**Input records**
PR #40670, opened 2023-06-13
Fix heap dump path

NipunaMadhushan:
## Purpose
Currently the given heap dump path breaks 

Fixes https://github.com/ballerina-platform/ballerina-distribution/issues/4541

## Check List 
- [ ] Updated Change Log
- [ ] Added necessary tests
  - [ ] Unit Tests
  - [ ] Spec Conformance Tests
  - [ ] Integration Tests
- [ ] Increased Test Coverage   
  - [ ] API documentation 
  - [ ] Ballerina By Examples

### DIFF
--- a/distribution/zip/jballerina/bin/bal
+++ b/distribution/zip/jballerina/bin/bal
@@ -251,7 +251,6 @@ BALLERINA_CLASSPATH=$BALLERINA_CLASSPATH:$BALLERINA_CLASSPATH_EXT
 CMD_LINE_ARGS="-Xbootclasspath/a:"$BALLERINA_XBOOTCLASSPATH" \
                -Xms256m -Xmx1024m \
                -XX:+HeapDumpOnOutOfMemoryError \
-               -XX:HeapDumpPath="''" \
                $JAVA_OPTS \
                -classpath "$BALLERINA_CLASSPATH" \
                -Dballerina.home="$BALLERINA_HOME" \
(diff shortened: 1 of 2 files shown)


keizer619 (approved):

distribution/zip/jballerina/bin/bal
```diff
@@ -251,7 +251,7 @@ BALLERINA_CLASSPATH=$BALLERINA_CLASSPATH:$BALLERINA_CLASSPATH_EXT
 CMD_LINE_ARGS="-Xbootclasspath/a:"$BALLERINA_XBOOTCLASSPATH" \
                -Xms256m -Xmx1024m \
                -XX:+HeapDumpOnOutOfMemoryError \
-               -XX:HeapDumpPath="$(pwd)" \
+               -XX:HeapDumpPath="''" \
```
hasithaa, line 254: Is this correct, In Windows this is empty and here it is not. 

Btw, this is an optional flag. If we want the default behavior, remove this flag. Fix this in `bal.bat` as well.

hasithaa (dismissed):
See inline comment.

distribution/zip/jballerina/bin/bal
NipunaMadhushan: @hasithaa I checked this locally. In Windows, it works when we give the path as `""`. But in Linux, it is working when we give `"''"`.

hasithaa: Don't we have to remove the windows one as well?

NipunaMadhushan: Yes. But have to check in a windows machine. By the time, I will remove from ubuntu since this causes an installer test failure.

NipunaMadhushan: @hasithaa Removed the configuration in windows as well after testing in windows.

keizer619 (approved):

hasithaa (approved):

==

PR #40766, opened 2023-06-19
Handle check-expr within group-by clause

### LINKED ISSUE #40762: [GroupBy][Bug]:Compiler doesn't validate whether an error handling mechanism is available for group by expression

---

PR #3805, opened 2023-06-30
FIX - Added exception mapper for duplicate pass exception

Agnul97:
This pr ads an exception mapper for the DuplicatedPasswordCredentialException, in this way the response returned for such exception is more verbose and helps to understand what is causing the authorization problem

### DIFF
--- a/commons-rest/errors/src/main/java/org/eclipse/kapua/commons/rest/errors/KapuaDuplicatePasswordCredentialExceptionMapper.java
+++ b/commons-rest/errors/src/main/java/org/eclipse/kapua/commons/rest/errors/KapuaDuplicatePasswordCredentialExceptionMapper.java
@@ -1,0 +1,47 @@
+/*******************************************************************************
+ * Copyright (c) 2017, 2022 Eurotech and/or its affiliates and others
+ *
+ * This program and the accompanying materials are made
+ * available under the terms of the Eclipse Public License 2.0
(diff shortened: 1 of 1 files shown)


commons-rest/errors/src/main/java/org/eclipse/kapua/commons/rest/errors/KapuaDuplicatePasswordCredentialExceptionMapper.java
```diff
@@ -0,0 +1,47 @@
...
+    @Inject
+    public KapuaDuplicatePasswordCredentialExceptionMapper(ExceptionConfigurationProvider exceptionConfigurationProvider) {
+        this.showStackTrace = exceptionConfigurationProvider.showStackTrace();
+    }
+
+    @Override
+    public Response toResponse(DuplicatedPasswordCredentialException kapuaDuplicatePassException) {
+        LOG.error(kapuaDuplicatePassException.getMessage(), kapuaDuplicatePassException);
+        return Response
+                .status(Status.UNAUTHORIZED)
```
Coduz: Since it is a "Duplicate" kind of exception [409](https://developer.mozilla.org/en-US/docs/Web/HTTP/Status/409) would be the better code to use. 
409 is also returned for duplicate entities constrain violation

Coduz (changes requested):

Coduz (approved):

**Required work**
Locate all lines in the listing above with the word "Coduz" and copy them.

**Your response**
Coduz: Since it is a "Duplicate" kind of exception [409](https://developer.mozilla.org/en-US/docs/Web/HTTP/Status/409) would be the better code to use. 
Coduz (changes requested):
Coduz (approved):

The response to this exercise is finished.